Prompt – The lines to copy are those with "another" in them. Pull each one from the entries below.

Supplied information –

PR #1534, opened 2018-01-29
[convert & spech5] Use utf-8 text

PiRK:
This PR introduces a change in the way `spech5` exposes strings (bytes -> unicode) and in the way `convert` writes them to HDF5 (ASCII -> utf-8).

### DIFF
--- a/silx/app/convert.py
+++ b/silx/app/convert.py
@@ -1,6 +1,6 @@
 # coding: utf-8
 # /*##########################################################################
-# Copyright (C) 2017 European Synchrotron Radiation Facility
+# Copyright (C) 2017-2018 European Synchrotron Radiation Facility
 #
 # Permission is hereby granted, free of charge, to any person obtaining a copy
 # of this software and associated documentation files (the "Software"), to deal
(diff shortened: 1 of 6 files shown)


PiRK:
Now, when we run a `silx convert` command, everything should written consistently in utf-8 in the output HDF5 file. When reading it back with h5py & PY3, we should see standard strings (unicode) rather than bytes.

```
 python bootstrap.py silx convert ../../data/31oct98.dat -o ../../data/31oct98.py2.h5
 python3 -m PyMca5.PyMca.PyMcaMain 31oct98.py2.h5
```
screenshot - 01302018 - 09 36 02 am


```
python3 bootstrap.py silx convert ../../data/31oct98.dat -o ../../data/31oct98.py3.h5
python3 -m PyMca5.PyMca.PyMcaMain 31oct98.py3.h5
```
screenshot from 2018-01-30 09-36-41

Before this PR, the scan title was bytes:
screenshot from 2018-01-30 09-37-59

vasole:
Just to be consistent, I guess the encode call should use utf-8 instead of ascii as argument.

PR #1536, opened 2018-01-30
[doc] IO tutorials

### LINKED ISSUE #1490: [doc] More documentation for silx.io.convert
There is already material in http://www.silx.org/doc/silx/latest/Tutorials/specfile_to_hdf5.html

We should split this tutorial and make the second part more generic, add a few more realistic examples, and add information about the new features (file series).

Would be good to have it before the next silx training, mid-march.

PiRK:
Reorganize IO tutorials, split _Reading SPEC as HDF5_ and _Converting various data files_.

Closes #1490


vallsv:
LGTM

PR #1538, opened 2018-01-30
[convert] fix bug with None @file_name

### LINKED ISSUE #1537: [convert] file series fail because of None in attrs
When merging a file series with *silx convert*, the process now fails because the "file" attribute *@filename* is *None*. 
This causes the following error:
`TypeError: Object dtype dtype('O') has no native HDF5 equivalent`

I think that previously it didn't crash because the was a coercion of all attributes to a dtype *numpy.string_*, so we ended up with a *@filename=b"None"*. 

I'm not sure if this is a `fabioh5` bug or a `silx.io.convert` bug.

In `silx.io.convert`, this patch fixes the issue:

```
diff --git a/silx/io/convert.py b/silx/io/convert.py
index 3af2c44..a2839fd 100644
--- a/silx/io/convert.py
+++ b/silx/io/convert.py
@@ -165,8 +165,9 @@ class Hdf5Writer(object):
         root_grp = h5f[self.h5path]
         for key in infile.attrs:
             if self.overwrite_data or key not in root_grp.attrs:
-                root_grp.attrs.create(key,
-                                      infile.attrs[key])
+                if infile.attrs[key] is not None:
+                    root_grp.attrs.create(key,
+                                          infile.attrs[key])
```
 
If we want to fix this In `fabioh5`, we could set the `@filename` attribute to "", or "None", or drop it altogether.

PiRK:
Closes #1537 

In a file series, don't fill the file_name attribute.

Also, add another layer of checking attribute types in `silx.io.convert`, to ensure they are encoded as utf-8 in the HDF5 output, so we can always read them back as unicode. This was not necessarily the case with `fabioh5` objects converted with python2.

### DIFF
--- a/silx/app/test/test_convert.py
+++ b/silx/app/test/test_convert.py
@@ -155,7 +155,7 @@ class TestConvertCommand(unittest.TestCase):
             if sys.version < '3.0':
                 title12 = title12.encode("utf-8")
             self.assertEqual(title12,
-                             "1 aaaaaa")
+                             "aaaaaa")
 
             creator = h5f.attrs.get("creator")
             self.assertIsNotNone(creator, "No creator attribute in NXroot group")
--- a/silx/io/convert.py
+++ b/silx/io/convert.py
@@ -52,9 +52,11 @@ Text strings are written to the HDF5 datasets as variable-length utf-8.
 """
 
 import logging
+import numpy
 
 import silx.io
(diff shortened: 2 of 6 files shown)


vasole:
- Drop the scan number from the title when converting SPEC files
- Use variable length (utf-8) string arrays for file_header and scan_header.

PR #1541, opened 2018-01-31
[CI] Xorg rather than Xvfb on travis linux

### LINKED ISSUE #1521: [CI] Travis-Linux python3.5/pyqt5 seg fault
There is a seg fault on Travis with python3.5 and pyqt5.10 (looks it was working with pyqt5.9.2).
From @vallsv investigation it arrives when creating the QApplication....

t20100:
This workaround a seg fault in Qt most probably due to a bug in Qt 5.10.0 when RANDR extension is missing.

Closes #1521


vallsv:
LGTM

Issue #1473, opened 2018-01-15
Grid Image view. Desirable feature in silx?


vasole:
Several beamlines (particularly ID13 but also ID21) have inquired about the possibility to display multiple images side by side.

The first question is of course is if we want that in silx or it is responsibility of the applications to achieve that as most applications take the easy solution of browsing a stack.

The point is that I was wondering if with the shared axes feature of silx it would be simple enough to get a table or a grid containing widgets to have simultaneous visualization of several images in such a way that when one zooms in one image the zoom is applied to all of them, the colormap could be changed to all of them, ...

t20100:
There is already a demo for axes synchronization: `examples/syncaxis.py`.
At first, we can add one that is closer to a real use case.

vallsv:
In case, that's something we could provide on `silx view` by selecting many datasets, for only some special cases like curves or images. But it really depend on there use case. If it match something really generic or not.

vasole:
The use case is an NXdata containing several images. For instance to visualize the different elemental maps (Fe, Co, Ni, ...) associated to a fluorescence map.

vasole:
Just to make it clear, to be able to toggle from the usual stack view of images to a grid of images.
It could be even implemented as an action with a pull down menu specifying the desired layout ( (2, 1), (2, 2), ...)

vasole:
There are two needs:

- Gallery of thumbnails 
- Side by side image comparison

vasole:
Question replaced by #2243

PR #1542, opened 2018-01-31
[WIP]GridImageWidget

PiRK:
addresses #1473 

TODO: 

 - [x] improve axis synchronization (issue when setting keepAspectRatio in one plot only)

Questions:

 - do we want to synchronize colormaps too? Or is it desirable to be able to compare the same frame in multiple colormaps side by side?
 - do we need all the Plot2D features, or should we use a more minimalistic plot widget?
    
     - should we get rid of the toolbars alltogether?
     - do we need the mask? do we want mask synchronization?
     - do we want the profile tools?
     - do we want the X Y Data widget at the bottom of each plot?
 
screenshot - 01312018 - 04 59 21 pm

### DIFF
--- a/examples/imageGrid.py
+++ b/examples/imageGrid.py
@@ -1,0 +1,18 @@
+
+
+import sys
+import numpy
+from silx.gui import qt
+from silx.gui.plot.GridImageWidget import GridImageWidget
+
+app = qt.QApplication(sys.argv)
+
+giw = GridImageWidget()
+giw.setNCols(3)
+giw.setNRows(2)
+
+giw.setFrames(numpy.random.rand(50, 150, 200))
+
+
+giw.show()
+app.exec_()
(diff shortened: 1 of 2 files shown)


PiRK:
Ideas for future improvement:

 - Ideally, there should be no plot specific toolbar, and less need to synchronize the plots' states (aspect ratio policy...) using their signals. The toolbar should be unique for the whole grid widget, and some actions should simply apply to all plots (zoom, pan, mask, showing colorbar...) while some other actions should allow to toggle/select whether they apply to a single plot or all plot (modifying colormap, profile in single image or stack mode...).
 - We need horizontal and vertical sliders in case there are too many plots to fit on the screen
 - a plot should only be updated if it is visible

vasole:
I would aim at the widget being an alternative display of a stack of images. In that sense, the functionality (and therefore the toolbar) should be the same as the one for a stack of images. In other words, we should be able to pass from one view to the other.

PiRK:
I'm closing this for now. It was just a proof of concept. It would require a lot more work to have something clean and usable.

PR #1550, opened 2018-02-05
[CI] Use a different version of pyopencl depending on wheel availability

t20100:
I made the wheel for pyopencl 2018.1 for python3.6, let's try to use it....


vallsv:
LGTM

PR #1558, opened 2018-02-06
[plot3d] Add bounding boxes to SceneWindow items

t20100:
This PR:
- Adds a bounding box to each data item.
- Separates text color from foreground color (used for bounding boxes)
- Updates the model to add bounding box and text color control in the tree view.
- Adds a convenient `Item3D.root` method to retrieve the root of a tree of item.

Related to #1311


t20100:
Added a fix of the bounding box drawing when the size on one dimension is zero.

t20100:
- Enabled bounding boxes for groups
- Added a group with axes, ticks and labels
- Moving some methods from SceneWidget to the scene root group.
- Fixed a problem with position of labels along the axes

Ready for review.

vallsv:
LGTM

Issue #1455, opened 2018-01-09
[plot] Mouse zooming is not always working in PlotWidgets


UUSim:
I'm using several `PlotWidgets`, which are integrated into a window. Zooming using the scroll wheel doesn't always work. Only after zooming using the left mouse button (i.e. drawing a zoom box), or panning using the keyboard, the zooming using the wheel works properly.

My initial though was that focus isn't propagated correctly, however the left and right mouse buttons work as expected, as does panning using the keyboard.

Do you have any idea how to fix this problem?

Btw: I'm using `PyQt5` and `opengl` as plot backend.

t20100:
Hi,

I would also had first looked at a focus problem, and as is I have no other idea.
Could you tell us on which platform you tested it?
Do you have some code to reproduce the issue?
Did you try with the matplotlib backend?

t20100:
BTW, zoom on wheel only works if the mouse in the area is plotted (it does not work when the mouse is in the plot margins).

UUSim:
I have investigated the issue more closely and it turns out focus isn't the problem in this issue. The mouse wheel event is always received by `PlotWidget.onMouseWheel`, but when it is forwarded to the event handler, nothing happens.

I found out that zooming only no longer works after right-clicking (which opens the context menu).
Upon right-clicking the `PlotWidget` enters the `RightClick` state (leaving `Idle` state), which doesn't propagate the mouse wheel event (for zooming).

Somehow, the `RightClick` state is not left when the right mouse button is released.
While trying the matplotlib backend I noticed that the state switches to `Idle` **when I move the mouse** after `RightClick` state is left.

This state switch originates from  `BackendMatplotlib.py, line 765 in _onMouseMove`.
The OpenGL backend is supposed to do the same, in `BackendOpenGL.py, line 391 in mouseMoveEvent`, but this function is never called.

<sub>My current workaround for going to `Idle` is by triggering another state switch by left-clicking.</sub>

Bottom line so far: 2 issues
* `RightClick` state is not left after releasing button (opengl backend)
* `RightClick` state is left only after the mouse is moved (matplotlib backend)

UUSim:
I've found a solution to the problem: enable mouse tracking for the `OpenGLWidget's` underlying `GLWidget`.
See: [QWidget api docs](http://doc.qt.io/qt-5/qwidget.html#mouseTracking-prop)

[...]

PR #1563, opened 2018-02-08
Fixed opengl backend not receiving mouse move events, causing state lockups

UUSim:
Fixes issue #1455.

Matplotlib backend always sends mouse move events. Opengl backend by default does not.
This fix configures Qt to send the mouse move events to the opengl backend.


t20100:
LGTM, thanks for the fix!

PR #2156, opened 2018-10-08
Add a silx.gui.qt.inspect module

t20100:
This PR adds a `silx.gui.qt.inspect` module which provides 3 functions to check the state of a wrapped C++ QObject: `isValid`, `createdByPython` and `ownedByPython`.

It makes API consistent across PyQt* and PySide* by taking PySide2 names.
For PySide(1), it does its best to load shiboken... but it might not be available (I could not find it on Debian8).


vallsv:
LGTM

PR #2158, opened 2018-10-09
Update dependencies warning

### LINKED ISSUE #2023: Lazy-display of missing dependencies warning
Idea: avoiding warnings of missing dependency (using INFO instead) until one is actually using the feature in which case an exception should be raised.

t20100:
This PR removes duplicated warnings about `pyopencl` not being available.

The only remaining warning about a missing dependency in silx is when importing `silx.opencl` when `pyopencl` is missing... which makes sense to me (To me it should even raise an `ImportError`).

This PR also reworks the way `CompareWidgets` and `silx.image.medianfilter` are probing the availability of OpenCL as `ImportError` is not raised.

To me it closes #2023

### DIFF
--- a/silx/gui/plot/CompareImages.py
+++ b/silx/gui/plot/CompareImages.py
@@ -46,11 +46,10 @@ from silx.third_party import enum
 
 _logger = logging.getLogger(__name__)
 
-try:
-    from silx.image import sift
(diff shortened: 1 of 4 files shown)


vallsv:
LGTM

Solution to this problem –
Also, add another layer of checking attribute types in `silx.io.convert`, to ensure they are encoded as utf-8 in the HDF5 output, so we can always read them back as unicode. This was not necessarily the case with `fabioh5` objects converted with python2.
<sub>My current workaround for going to `Idle` is by triggering another state switch by left-clicking.</sub>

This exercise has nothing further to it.